ACTIVITY = Find every line below that contains the word "development" and copy it out.

Stored items:

# # # #

Issue #978, opened 2022-04-14
Allow plugin secrets to be stored and managed from GUI


eshaan7:
> At the moment, the API keys can be inserted only before starting the project, as environment variables.
It would be useful to let the user set up those keys and the other required configuration directly from the GUI.
This would imply a lot of changes. Also, we have already planned to work on the configuration (https://github.com/intelowlproject/IntelOwl/issues/306) so this idea could be considered as a later development

-- @mlodic in #433.

devmrfitz:
@drosetti  @0ssigeno @mlodic Do we intend to have global analyzer creds (like they are currently), or per-user credentials?

0ssigeno:
In my opinion, we could work in 2 steps: the first one, is to make the secret manageable by the GUI globally, so that we are just adding this new management possibility. After that, we can discuss if we want to have a per-user management, and we have any user case where this is needed.

mlodic:
closed with #1238

PR #1095, opened 2022-07-12
Allow customisation of plugin params from GUI

### LINKED ISSUE #433: Allow editing plugin `params` from the GUI
At the moment, the API keys can be inserted only before starting the project, as environment variables.

It would be useful to let the user set up those keys and the other required configuration directly from the GUI.

This would imply a lot of changes. Also, we have already planned to work on the configuration (#306) so this idea could be considered as a later development

devmrfitz:
# Description

Ability to set user-level and organization-level configuration

## Related issues
closes #433 

## Type of change

# Checklist

### Important Rules

# Real World Example


mlodic (commented):
some important things to keep in mind.

`get_verification` will need to be change and extract secrets no more from the env/AWS but from the DB. `get_secrets` will still be used for all the other non-analyzers/connectors secrets.

Also, there is a special case with a direct call to `MAXMIND_KEY` with the `get_secrets` that must be changed.

Also, remember that the issue you mentioned was splitted. So I think you are working on the #978 instead.

I'll write down the goals of this task from the proposal so it is easier to keep in mind the goals of this task:

```
Since the credentials are stored in env_file_app, which can
not be updated without restarting IntelOwl, the approach I plan to take is to store
these credentials in the database. This will also ensure that the credentials are
relatively secured from accidental exposure (as they are no longer in a simple
text file) and are containerized. To achieve storing in the database, we just need
to create a simple model (in models.py) and create a relevant DRF APIView for
this model. This APIView will not allow users to see the credentials once saved.
The model will also have a field to denote the scope of the credentials (user-level
or organisation-level). Only the organisation owner can edit organisation level
credentials. Now, we just need to add the UI to the frontend and call the created
APIView’s endpoints
```

devmrfitz:
@mlodic Actually I had #433 in mind.
`Create a new model for storing user-level and organization-level default param values. Modify code in api_app.api._analysis_request to read the user’s and organization’s param values from DB and apply them in order of priority. Create a menu in the frontend for users to save user-level params and for organization owners to save organization-level params.`

devmrfitz:
#978 is a separate entry in my timeline

mlodic:
Ah yeah, you are right, I got confused cause at the end the goals are pretty similar. In both cases we should provide to the GUI the ability to change the configuration, either `params` or `secrets`. I think that one can be the base for the other one so the following considerations I was writing and that you can find below are still valid.

Considerations:

We need to think about how to allow editing of the keys/params from the GUI.
One idea could be to add a new button in the Plugin view that could be called "Edit Secrets/Params": that button would open a modal (something like the "Run configuration" modal in the "Scan view"), where the people can change the secrets/params used by the selected analyzer. I think it is convenient for the user to get the chance to perform the change directly there because there you can find all the configuration values.

Then, I think that the secrets can be shown to the user but, by default they should not. We could do something like Eshaan did for the API tokens in the "API Access" section. With a click you can view the key. We could also add the time when it was added. Ex:
image

Then, we should handle there the chance to have both a "user" key and a "organization" key. Only admins can edit/view "organization" keys. If both are present, the user would leverage its own key by default.

devmrfitz:
The json view for params would present a problem as that would mean all params for a given analyzer are a single entry. Now, if we modify the analyzer to add new params, this would create an inconsistency. I was thinking of per-attribute overrides of params

api_app/models.py
```diff
@@ -181,3 +182,19 @@ def delete_file(sender, instance: Job, **kwargs):
...
+
+    type = models.PositiveSmallIntegerField(choices=Type.choices)
+    attribute = models.CharField(max_length=128, blank=False)
+    value = models.CharField(max_length=128, blank=False)
+    organization = models.ForeignKey(
+        Organization, on_delete=models.CASCADE, blank=True, null=True
+    )
+    owner = models.ForeignKey(
+        settings.AUTH_USER_MODEL, on_delete=models.CASCADE, blank=False, null=False
+    )
```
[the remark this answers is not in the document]
devmrfitz: made some changes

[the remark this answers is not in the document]
devmrfitz:
```
name="EmailRep"
attribute="soft_time_limit"
value="90"
```

devmrfitz:
`POST` request at `/api/user-custom-config` with body:
```
{
    "name":"Classic_DNS",
    "attribute":"query_type",
    "value":"\"CNAME\"",
    "type": 1
}
```
gives response
```
{
    "id": 8,
    "owner": 1,
    "type": 1,
    "attribute": "query_type",
    "value": "\"CNAME\"",
    "name": "Classic_DNS",
    "updated_at": "2022-07-16T19:10:29.772962Z",
    "organization": null
}
```
and saves the corresponding `CustomConfig` entry.

api_app/helpers.py
```diff
@@ -130,3 +133,43 @@ def get_hash_type(hash_value):
             detected_hash_type = hash_type
             break
     return detected_hash_type  # stays None if no matches
+
+
+def get_custom_config_as_dict(user, entity_type, name=None) -> dict:
```
mlodic, line 138: I think this should be better placed as a `classmethod` in the corresponding CustomConfig class. In that way we don't separate the logic that leverages that class from the class itself. This is very important for code maintainability, in particular when the project grows up

api_app/helpers.py
```diff
@@ -130,3 +133,43 @@ def get_hash_type(hash_value):
...
+            organization=membership.organization,
+            type=entity_type,
+        )
+        if name is not None:
+            custom_configs = custom_configs.filter(name=name)
+        for custom_config in custom_configs:
+            custom_config: CustomConfig
+            if custom_config.name not in result:
+                result[custom_config.name] = {}
+            result[custom_config.name][custom_config.attribute] = json.loads(
```
mlodic, line 155: the `json.loads` call sounds wrong cause this means that we are erronously saving the `value` attribute as valid JSON while it should just be a simple string

api_app/helpers.py
```diff
@@ -130,3 +133,43 @@ def get_hash_type(hash_value):
...
             break
     return detected_hash_type  # stays None if no matches
+
+
+def get_custom_config_as_dict(user, entity_type, name=None) -> dict:
+    """
+    Returns custom config as dict
+    """
+    result = {}
+    try:
```
mlodic, line 143: while your intentions are clear to me, it would be useful to add more context (comments) to help the reader to understand why you check the org first

api_app/helpers.py
```diff
@@ -130,3 +133,43 @@ def get_hash_type(hash_value):
...
+    if name is not None:
+        custom_configs = custom_configs.filter(name=name)
+    for custom_config in custom_configs:
+        custom_config: CustomConfig
+        if custom_config.name not in result:
+            result[custom_config.name] = {}
+        result[custom_config.name][custom_config.attribute] = json.loads(
+            custom_config.value
+        )
+
```
mlodic, line 174: all of this code is mostly duplicated so please try to re-arrange this

api_app/helpers.py
mlodic: please add also logs in critical parts of this function

api_app/analyzers_manager/views.py
```diff
@@ -46,6 +48,16 @@ class AnalyzerListAPI(APIView):
     def get(self, request, *args, **kwargs):
         try:
             ac = self.serializer_class.read_and_verify_config()
+            custom_configs = get_custom_config_as_dict(
+                request.user, CustomConfig.Type.ANALYZER
+            )
+            for analyzer in ac.values():
```
mlodic, line 54: while your intentions are clear to me, it would be useful to add more context (comments) to help the reader to understand what is happening here

api_app/views.py
```diff
@@ -574,3 +587,37 @@ class TagViewSet(viewsets.ModelViewSet):
     queryset = Tag.objects.all()
     serializer_class = TagSerializer
     pagination_class = None
+
+
+class UserCustomConfigViewSet(viewsets.ModelViewSet):
```
mlodic, line 592: please add `@add_docs`

api_app/views.py
```diff
@@ -574,3 +587,37 @@ class TagViewSet(viewsets.ModelViewSet):
...
+            )
+        except CustomConfig.DoesNotExist:
+            return super().create(request, *args, **kwargs)
+        else:
+            raise ValidationError(
+                {
+                    "detail": "A custom config for this entity "
+                    "already exists with same scope."
+                }
+            )
```
mlodic, line 623: ok but this is a validation so this should be implemented in the related serializer

api_app/views.py
```diff
@@ -82,7 +83,19 @@ def _multi_analysis_request(
...
+            for analyzer in job.analyzers_to_execute:
+                # Appending custom config to runtime configuration
+                config = get_custom_config_as_dict(
+                    user, CustomConfig.Type.ANALYZER, name=analyzer
+                ).get(analyzer, {})
+                if analyzer in runtime_configurations[index]:
+                    config = config | runtime_configurations[index][analyzer]
+                if config:
+                    runtime_configuration[analyzer] = config
+            print(runtime_configuration, type(job.analyzers_to_execute[0]))
```
mlodic, line 97: -> logger.

api_app/views.py
```diff
@@ -82,7 +83,19 @@ def _multi_analysis_request(
...
+
+            for analyzer in job.analyzers_to_execute:
+                # Appending custom config to runtime configuration
+                config = get_custom_config_as_dict(
+                    user, CustomConfig.Type.ANALYZER, name=analyzer
+                ).get(analyzer, {})
+                if analyzer in runtime_configurations[index]:
+                    config = config | runtime_configurations[index][analyzer]
+                if config:
+                    runtime_configuration[analyzer] = config
```
mlodic, line 96: this is complex logic that requires proper testing. So please extract this part to a separate function and do the tests of what you want that this would behave.

api_app/analyzers_manager/views.py
mlodic: also, we need a test for this logic too which proves that it behaves accordingly

api_app/serializers.py
```diff
@@ -592,3 +597,74 @@ class EnvelopeSerializer(rfs.Serializer):
...
+
+class CustomConfigSerializer(rfs.ModelSerializer):
+    owner = PrimaryKeyRelatedField(queryset=User.objects.all(), required=False)
+
+    def validate_value(self, value):
+        try:
+            json.loads(value)
+        except json.JSONDecodeError:
+            raise ValidationError("Value is not JSON-compliant.")
+        return value
```
mlodic, line 610: why is this necessary?

api_app/serializers.py
```diff
@@ -592,3 +597,74 @@ class EnvelopeSerializer(rfs.Serializer):
...
+                    .params[attrs["attribute"]]
+                    .value
+                )
+                raise ValidationError(
+                    f"Connector {attrs['name']} attribute "
+                    f"{attrs['attribute']} has wrong type "
+                    f"{type(json.loads(attrs['value']))}. Expected: "
+                    f"{expected_type}."
+                )
+        return attrs
```
mlodic, line 666: please extract the duplicated code and leverage the right classes for each case

mlodic (changes requested):
when in doubt, please add one more log and/or comment. We will also need tests for all of these changes

api_app/helpers.py
devmrfitz: The json conversion is done as the param value it is overriding is guaranteed to be a JSON-compliant value. This allows us to store all the JSON-compliant types in the StringField

api_app/serializers.py
devmrfitz: The same explanation as the `json.loads` one

api_app/helpers.py
mlodic: Even if JSON is a string, StringField/CharField is not made to store JSON data. 
Anyway I don't even understand why you are using JSON instead of simple string for "value".

We have a structure like this:
```
 "Classic_DNS": {
    "type": "observable",
    "python_module": "dns.dns_resolvers.classic_dns_resolver.ClassicDNSResolver",
    "description": "Retrieve current domain resolution with default DNS",
    "disabled": false,
    "external_service": true,
    "leaks_info": false,
    "observable_supported": ["ip", "domain", "url"],
    "config": {
      "soft_time_limit": 30,
      "queue": "default"
    },
    "secrets": {},
    "params": {
      "query_type": {
        "value": "A",
        "type": "str",
        "description": "Query type against the chosen DNS resolver."
      }
    }
  }
```

The "value" attribute in CustomConfig should just be a simple string "A" in this case or "CNAME" in the example that you made.

mlodic: you got some problems on how you handle that parameter:

looking at what you have written, why CNAME is escaped and containers a string inside a string?
```
    "value": "\"CNAME\"",

```

this should just be
```
 "value": "CNAME",
```

devmrfitz: Let's say a param has type str and the value in it is `5`. Now, we'll store `"5"` in CustomConfig.value. However, if it is of type int and the value in it is `5`, we'll store `5`

devmrfitz: So, when I json.loads it, it will return the correct data type

mlodic: Ok now it starts to make sense why you did that but:
1 - that was completely implicit
2 - if we need to make data conversion, we could do that in another way. Here we are abusing JSON to get the result that we want. It is not meant to be used to do such kind of things. This is an hack we should avoid.

I think we should leverage what was already built inside IntelOwl to manage this properly. De facto what we want is to store a new configuration for a specific parameter in the analyzer config file. But we already have a Serializer for that config file (AbstractConfigSerializer).
If you check [here](https://github.com/intelowlproject/IntelOwl/blob/master/api_app/core/serializers.py#L95), there is already a `ParamSerializer` used for that structure that we want to override.

The right way to do that could be: first accept a value from the API. Verify that this value is complaint with the existing structure (if `type` is `str` it must be a string) and then save it as a BaseField (see [here](https://github.com/intelowlproject/IntelOwl/blob/master/api_app/core/serializers.py#L51)).
Then we wouldn't ever have any other problems with that parameter cause we can overwrite it here and there securely because we already managed the verification in the serializer properly so the data is always valid.

api_app/helpers.py
devmrfitz: Done

api_app/helpers.py
devmrfitz: Done

api_app/views.py
devmrfitz: Done

api_app/helpers.py
devmrfitz: Let's say we receive a `5` as a value by a `form-data` (or `x-www-form-payload type request. Unlike a `JSON` payload, there is no type information in a `form-data`, it's always a string.
image
Hence, value_type will always be str.

So now, we need to get the type of this analyzer attribute from the config file, then cast the payload to the said format and handle errors. Moreover, if (in the future) we want to support object-type values, we'll need to stringify them. 

However, considering that the `analyzer-config` file itself is a JSON file, it is a guarantee that the JSON-parsing mechanism will always continue to work.

mlodic: I am not getting why we should received a `form-data` payload in this API. All the other endpoints work by sending and receiving JSON. `Content-Type` of both answers and requests is always `application/json`.

I mean, you wrote this example:
```
POST request at /api/custom-config with body:

{
    "name":"Classic_DNS",
    "attribute":"query_type",
    "value":"\"CNAME\"",
    "type": 1
}
```

Where the payload is clearly JSON but the `value` is JSON itself. That's what I don't understand

api_app/models.py
```diff
@@ -181,3 +188,60 @@ def delete_file(sender, instance: Job, **kwargs):
...
+        """
+        Returns custom config as dict
+        """
+        custom_configs = QuerySet(cls)
+
+        # Since, user-level custom configs should override organization-level configs,
+        # we need to get the organization-level configs, if any, first.
+        try:
+            membership = Membership.objects.get(user=user)
+            custom_configs = custom_configs | cls.objects.filter(
```
mlodic, line 221: cool usage of bitwise operator for dictionaries. But we can make it even more cool. Try `|=` to avoid to repeat `custom_configs`. Please use that also in the other parts where you leveraged with operator.

api_app/serializers.py
```diff
@@ -38,8 +40,11 @@
     "ObservableAnalysisSerializer",
     "AnalysisResponseSerializer",
     "multi_result_enveloper",
+    "CustomConfigSerializer",
 ]
 
+# User = get_user_model()
```
mlodic, line 46: forgotten here?

api_app/views.py
```diff
@@ -82,7 +85,19 @@ def _multi_analysis_request(
...
+            for analyzer in job.analyzers_to_execute:
+                # Appending custom config to runtime configuration
+                config = CustomConfig.get_as_dict(
+                    user, CustomConfig.Type.ANALYZER, name=analyzer
+                ).get(analyzer, {})
+                if analyzer in runtime_configurations[index]:
+                    config = config | runtime_configurations[index][analyzer]
+                if config:
+                    runtime_configuration[analyzer] = config
+            logger.debug(runtime_configuration, type(job.analyzers_to_execute[0]))
```
mlodic, line 99: cool but there is no normal text. This is of critical importance when you need to search through your logs for the all the logs generated by this line. It is enough to write few words with this

api_app/views.py
```diff
@@ -574,3 +589,41 @@ class TagViewSet(viewsets.ModelViewSet):
     queryset = Tag.objects.all()
     serializer_class = TagSerializer
     pagination_class = None
+
+
+class CustomConfigViewSet(viewsets.ModelViewSet):
```
mlodic, line 594: please add @add_docs

api_app/views.py
```diff
@@ -82,7 +85,19 @@ def _multi_analysis_request(
...
+
+            for analyzer in job.analyzers_to_execute:
+                # Appending custom config to runtime configuration
+                config = CustomConfig.get_as_dict(
+                    user, CustomConfig.Type.ANALYZER, name=analyzer
+                ).get(analyzer, {})
+                if analyzer in runtime_configurations[index]:
+                    config = config | runtime_configurations[index][analyzer]
+                if config:
+                    runtime_configuration[analyzer] = config
```
mlodic, line 98: this is complex logic that requires proper testing. So please extract this part to a separate function and do the tests of what you want that this would behave.

api_app/serializers.py
```diff
@@ -592,3 +597,77 @@ class EnvelopeSerializer(rfs.Serializer):
...
+                self.instance = CustomConfig.objects.get(**params)
+                logger.info(f"CustomConfig {self.instance} found. Will be updated.")
+            except CustomConfig.DoesNotExist:
+                # No matching CustomConfig was found. A new entry will be created.
+                pass
+        return attrs
+
+    class Meta:
+        model = CustomConfig
+        fields = rfs.ALL_FIELDS
```
mlodic, line 673: that's cool, could you just move it at the start of the class CustomConfigSerializer? In that way a reader would read this first so he can understand which fields are available in this serializer before reading the rest of the code

api_app/serializers.py
```diff
@@ -592,3 +597,77 @@ class EnvelopeSerializer(rfs.Serializer):
...
+                raise ValidationError("User is not owner of the organization.")
+
+        config = None
+        category = None
+        if attrs["type"] == CustomConfig.Type.ANALYZER:
+            config = AnalyzerConfig
+            category = "Analyzer"
+        elif attrs["type"] == CustomConfig.Type.CONNECTOR:
+            config = ConnectorConfig
+            category = "Connector"
```
mlodic, line 631: cool optimization. could you also handle the impossible `else` case with a critical error log?

api_app/serializers.py
```diff
@@ -592,3 +597,77 @@ class EnvelopeSerializer(rfs.Serializer):
...
+        # check if owner is admin of organization
+        if attrs.get("organization", None):
+            # check if the user is owner of the organization
+            membership = Membership.objects.filter(
+                user=attrs.get("owner"),
+                organization=attrs.get("organization"),
+                is_owner=True,
+            )
+            if not membership.exists():
+                raise ValidationError("User is not owner of the organization.")
```
mlodic, line 622: could you also log the user name and the organization name here?

api_app/helpers.py
devmrfitz: Yeah, you're right. Currently, we're using `application/json` everywhere (except file uploads). But, in the future, if we want to mix this functionality with a file upload somehow, we would be unable to. So, I just wanted to be able to support it if needed in future.
Additionally, (for param values of types like `array` or `object`), we will need to stringify them in future. Thus, those doors are kept open too if we use JSON

api_app/serializers.py
```diff
@@ -592,3 +597,77 @@ class EnvelopeSerializer(rfs.Serializer):
...
+                f"{attrs['attribute']} has wrong type "
+                f"{type(json.loads(attrs['value'])).__name__}. Expected: "
+                f"{expected_type.__name__}."
+            )
+
+        if self.instance is None:
+            try:
+                params = attrs.copy()
+                params.pop("value")
+                print("params:", params)
```
mlodic, line 663: logger.debug?

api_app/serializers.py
PR #1461, opened 2023-01-30
Fix secret permission

0ssigeno:


mlodic (approved):

intel_owl/settings/cache.py
```diff
@@ -1,15 +1,6 @@
-import os
-
-from ._util import set_permissions
-
-MEDIA_ROOT = "/opt/deploy/files_required"
```
mlodic, line 5: MEDIA_ROOT is used in another part of the application so I'll keep it there for now

PR #1471, opened 2023-02-01
Run on failure

### LINKED ISSUE #1431: Connectors configuration "run_on_failures"
with #1416 we are enabling connectors to execute even if there are some analyers who failed (status `reported_with_fails`), by default.

It would make sense to add an additional configuration to the connectors called "run_on_failures" which would allow the users to specify which connectors would need to execute in case of analyzers failure.
This can be useful because, for some connectors we would like to _always_ push the results at the end of the analysis, while for others we wouldn't

0ssigeno:
Closes #1431 

# Description

## Type of change

### DIFF
--- a/api_app/connectors_manager/classes.py
+++ b/api_app/connectors_manager/classes.py
@@ -1,6 +1,6 @@
 # This file is a part of IntelOwl https://github.com/intelowlproject/IntelOwl
 # See the file 'LICENSE' for copying permission.
-
+import abc
 import logging
 from typing import Optional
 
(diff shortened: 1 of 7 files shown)


mlodic (approved):

mlodic:
I think we could take this opportunity to re-enable all the connectors by default. Right now the available connectors are disabled (see https://intelowl.readthedocs.io/en/latest/Usage.html#connectors-customization) but this makes no sense imo because, to enable them, the user would need to make changes to the json files and we are trying to avoid that as much as possible. There is no risk of pushing the information out without control because they all require manual configuration anyway.

It could fit the scope of this PR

# # # #

SOLVED EXERCISE =
This would imply a lot of changes. Also, we have already planned to work on the configuration (https://github.com/intelowlproject/IntelOwl/issues/306) so this idea could be considered as a later development
This would imply a lot of changes. Also, we have already planned to work on the configuration (#306) so this idea could be considered as a later development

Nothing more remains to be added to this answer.